* _ENTRIES SHOWN_
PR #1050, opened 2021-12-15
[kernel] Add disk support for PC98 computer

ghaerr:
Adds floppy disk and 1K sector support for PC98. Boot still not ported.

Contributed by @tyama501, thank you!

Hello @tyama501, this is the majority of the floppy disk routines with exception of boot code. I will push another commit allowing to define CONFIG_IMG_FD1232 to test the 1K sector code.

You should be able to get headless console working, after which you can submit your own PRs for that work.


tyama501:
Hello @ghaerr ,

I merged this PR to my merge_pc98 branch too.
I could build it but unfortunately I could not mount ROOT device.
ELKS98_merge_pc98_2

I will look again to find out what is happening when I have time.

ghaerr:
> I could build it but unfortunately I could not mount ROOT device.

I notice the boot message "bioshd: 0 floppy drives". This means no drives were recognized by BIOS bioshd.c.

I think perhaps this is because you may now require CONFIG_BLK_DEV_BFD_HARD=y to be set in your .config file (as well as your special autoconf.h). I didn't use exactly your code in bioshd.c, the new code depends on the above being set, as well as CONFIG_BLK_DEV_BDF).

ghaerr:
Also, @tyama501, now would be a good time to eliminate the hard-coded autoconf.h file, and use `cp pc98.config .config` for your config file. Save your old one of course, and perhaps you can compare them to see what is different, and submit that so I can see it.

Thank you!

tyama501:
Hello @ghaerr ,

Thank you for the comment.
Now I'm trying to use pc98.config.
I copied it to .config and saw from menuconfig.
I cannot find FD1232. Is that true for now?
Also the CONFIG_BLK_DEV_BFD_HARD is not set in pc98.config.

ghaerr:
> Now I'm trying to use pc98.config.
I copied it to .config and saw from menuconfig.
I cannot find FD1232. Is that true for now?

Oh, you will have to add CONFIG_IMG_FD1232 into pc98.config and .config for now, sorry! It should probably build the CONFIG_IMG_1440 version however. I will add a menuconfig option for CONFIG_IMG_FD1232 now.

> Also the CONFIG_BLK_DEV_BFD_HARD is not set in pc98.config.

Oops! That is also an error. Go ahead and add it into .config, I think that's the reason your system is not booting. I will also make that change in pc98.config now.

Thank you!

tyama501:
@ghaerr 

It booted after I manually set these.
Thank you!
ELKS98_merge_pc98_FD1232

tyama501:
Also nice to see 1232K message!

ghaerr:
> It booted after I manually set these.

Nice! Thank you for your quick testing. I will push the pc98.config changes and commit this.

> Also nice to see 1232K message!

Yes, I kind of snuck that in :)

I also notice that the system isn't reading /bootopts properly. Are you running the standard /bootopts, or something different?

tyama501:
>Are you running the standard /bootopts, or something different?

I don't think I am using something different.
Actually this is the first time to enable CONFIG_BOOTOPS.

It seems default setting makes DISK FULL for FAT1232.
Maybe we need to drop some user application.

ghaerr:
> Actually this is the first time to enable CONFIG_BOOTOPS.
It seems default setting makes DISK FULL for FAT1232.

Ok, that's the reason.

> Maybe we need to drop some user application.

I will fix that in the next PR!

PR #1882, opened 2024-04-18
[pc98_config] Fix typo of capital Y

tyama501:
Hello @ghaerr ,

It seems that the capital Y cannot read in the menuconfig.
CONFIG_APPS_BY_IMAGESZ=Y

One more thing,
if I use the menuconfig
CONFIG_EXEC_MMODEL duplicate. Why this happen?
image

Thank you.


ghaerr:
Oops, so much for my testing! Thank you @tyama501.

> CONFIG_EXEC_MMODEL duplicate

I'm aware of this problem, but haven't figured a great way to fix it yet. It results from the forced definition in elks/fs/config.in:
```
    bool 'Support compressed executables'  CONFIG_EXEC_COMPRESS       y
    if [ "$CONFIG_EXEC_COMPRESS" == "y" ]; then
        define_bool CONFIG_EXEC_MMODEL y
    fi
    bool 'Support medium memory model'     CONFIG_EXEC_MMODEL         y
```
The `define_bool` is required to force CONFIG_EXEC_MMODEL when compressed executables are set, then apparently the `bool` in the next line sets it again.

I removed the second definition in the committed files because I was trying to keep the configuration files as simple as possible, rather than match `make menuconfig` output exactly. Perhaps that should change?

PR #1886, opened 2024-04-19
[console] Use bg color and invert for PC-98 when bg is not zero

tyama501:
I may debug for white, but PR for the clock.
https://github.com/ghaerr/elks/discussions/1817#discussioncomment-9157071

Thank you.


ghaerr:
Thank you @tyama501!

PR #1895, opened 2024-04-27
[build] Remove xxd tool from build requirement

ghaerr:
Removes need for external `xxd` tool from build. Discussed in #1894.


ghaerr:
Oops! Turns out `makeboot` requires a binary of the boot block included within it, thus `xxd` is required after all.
==
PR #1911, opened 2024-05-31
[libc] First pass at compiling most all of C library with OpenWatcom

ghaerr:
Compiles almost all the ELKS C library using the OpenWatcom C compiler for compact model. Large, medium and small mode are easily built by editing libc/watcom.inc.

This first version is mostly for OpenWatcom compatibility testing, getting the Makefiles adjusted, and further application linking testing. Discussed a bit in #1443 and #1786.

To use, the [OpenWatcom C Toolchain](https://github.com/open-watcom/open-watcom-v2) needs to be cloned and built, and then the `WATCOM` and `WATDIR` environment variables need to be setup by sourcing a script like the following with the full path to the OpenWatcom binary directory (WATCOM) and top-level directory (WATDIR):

* _TASK ITEM_
Your answer should be the lines of the listing above between the line holding "Nice! Thank you" and the line holding "[console] Use bg", inclusive, restated word for word and alone.

* _EXERCISE OUTPUT_
Nice! Thank you for your quick testing. I will push the pc98.config changes and commit this.

> Also nice to see 1232K message!

Yes, I kind of snuck that in :)

I also notice that the system isn't reading /bootopts properly. Are you running the standard /bootopts, or something different?

tyama501:
>Are you running the standard /bootopts, or something different?

I don't think I am using something different.
Actually this is the first time to enable CONFIG_BOOTOPS.

It seems default setting makes DISK FULL for FAT1232.
Maybe we need to drop some user application.

ghaerr:
> Actually this is the first time to enable CONFIG_BOOTOPS.
It seems default setting makes DISK FULL for FAT1232.

Ok, that's the reason.

> Maybe we need to drop some user application.

I will fix that in the next PR!

PR #1882, opened 2024-04-18
[pc98_config] Fix typo of capital Y

tyama501:
Hello @ghaerr ,

It seems that the capital Y cannot read in the menuconfig.
CONFIG_APPS_BY_IMAGESZ=Y

One more thing,
if I use the menuconfig
CONFIG_EXEC_MMODEL duplicate. Why this happen?
image

Thank you.


ghaerr:
Oops, so much for my testing! Thank you @tyama501.

> CONFIG_EXEC_MMODEL duplicate

I'm aware of this problem, but haven't figured a great way to fix it yet. It results from the forced definition in elks/fs/config.in:
```
    bool 'Support compressed executables'  CONFIG_EXEC_COMPRESS       y
    if [ "$CONFIG_EXEC_COMPRESS" == "y" ]; then
        define_bool CONFIG_EXEC_MMODEL y
    fi
    bool 'Support medium memory model'     CONFIG_EXEC_MMODEL         y
```
The `define_bool` is required to force CONFIG_EXEC_MMODEL when compressed executables are set, then apparently the `bool` in the next line sets it again.

I removed the second definition in the committed files because I was trying to keep the configuration files as simple as possible, rather than match `make menuconfig` output exactly. Perhaps that should change?

PR #1886, opened 2024-04-19
[console] Use bg color and invert for PC-98 when bg is not zero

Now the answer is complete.